Thursday, November 15, 2007

Demographics is useless

A version of this piece was published in Marketing in 2007



For more years now than any of us can remember, demographics has been a fundamental building block for marketers and the media folk who serve them.

Working on the assumption that people with similar age and social class exhibit similar behaviour, marketers use demographics as a shorthand – young/old, up/down market.

I’m hardly the first person to point out that this is a gross over-simplification of what we flatter ourselves to consider the most complex animal on the planet.  But demographic information is an aggregated view that’s intended describe a group’s characteristics – it’s not intended to predict an individual’s behaviour.

So herein lies the problem.

Whilst knowing that one group is more likely to buy our product than another allows us to target them and thereby increase our chances of success, we recognise that within that group there will be a substantial number who won’t respond to the message for one reason or another.

We’ve grown to live with this compromise – and entire media planning and trading systems have grown up around it.

There must be a better way.

Of course there already is, and the biggest exponent of it, Google, already makes more money in the UK than ITV.

Google’s success is based on relevance.

Advertising is bought against keywords – terms that users search for – and of course these keywords describe the interests of the searcher.  Each keyword has a bid price, dependent entirely on demand, and the whole system is automated from Google’s side.

The genius of all this is that consumers get ads that are directly relevant to their search, presented to them exactly when they’ve just indicated their interest in a topic.  And the content costs Google nothing.

It’s not surprising then that when Facebook launched an online advertising system, it looked to search for inspiration.

Their new advertising system imports many of the features that made Google successful – self-operation, combined with credit card payment that makes it easy for small businesses to participate.  An auction allows demand to influence pricing, and you can target around interests, based on groups that users belong to.

But it’s gone much further than this.  Social Ads allow ads to be served to friends of users of your site.  If I buy a book on your site (assuming I’ve arrived via Facebook’s beacon system), my friends can be shown an ad – “Andrew Walmsley rated this book 4/5 – buy it here” along with my picture to emphasise the personal connection.

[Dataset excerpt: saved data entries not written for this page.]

PR #7827, opened 2025-06-02
fix(icr): workflow changes

avivkeller:
Per the discussions

### DIFF
--- a/.github/scripts/report-inactive-collaborators.mjs
+++ b/.github/scripts/report-inactive-collaborators.mjs
@@ -15,6 +15,20 @@ const getDateMonthsAgo = (months = CONFIG.INACTIVE_MONTHS) => {
   return date.toISOString().split('T')[0];
 };
 
+// Check if there's already an open issue
+async function hasOpenIssue(github, context) {
+  const { owner, repo } = context.repo;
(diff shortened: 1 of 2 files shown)


bmuenzenmeyer (approved):

AugustinMauroy (approved):
LGMT !

ovflowd (approved):

Harkunwar (approved):

bjohansebas (approved):

mikeesto (commented):
Just thinking about @aymen94 's https://github.com/nodejs/nodejs.org/issues/7826#issuecomment-2930439558 . This addition looks like it is checking whether someone has authored an issue or PR, but not whether they have reviewed. It might be nice to capture this too. Actually, I would say it's more useful to capture this engagement instead of whether they have opened an issue

It could be done by forming a query like this:

```js
const query = `type:pr repo:nodejs/nodejs.org reviewed-by:${username} updated:>=${cutoffDate}`;
 
 const { data: searchResult } = await github.request("GET /search/issues", {
      q: query,
      per_page: 1,
      advanced_search: true,
    });
```

mikeesto (approved):
LGTM, thanks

And where only individuals could set up pages before, Facebook now allows companies to set up pages, forming the basis for promoting their products and services.  Reflecting this, users don’t ‘friend’ these pages, they become ‘fans’ – an important distinction.

So what have Facebook created?

Social media has challenged marketers, because there isn’t a clear role for brands in the space.  For many consumers, brands’ presence feels like an intrusion into personal space, so success in this area has principally been limited to entertainment brands.

Facebook have achieved three things.  They’ve found a distinctive way of carving out a place for businesses to coexist with people in a social network.  They’ve established a means of promoting brands that’s derived from the interactions (and transactions) of people.  And they’ve created a clever way of targeting people that reflects their interests and behaviour.

The great thing about the online media space is that nobody can be quite sure what use this is going to be to anyone.  Facebook have given us a big box of toys, and it’s up to us to figure out what to do with it.

Google and Facebook give us a glimpse of the future, and it’s a future where demographics will no longer be the means by which we understand audiences and no longer the currency by which we trade them.  There’s no place here for the compromise that demographics force on us, and it’ll change both advertisers’ and consumers’ expectations across the media world.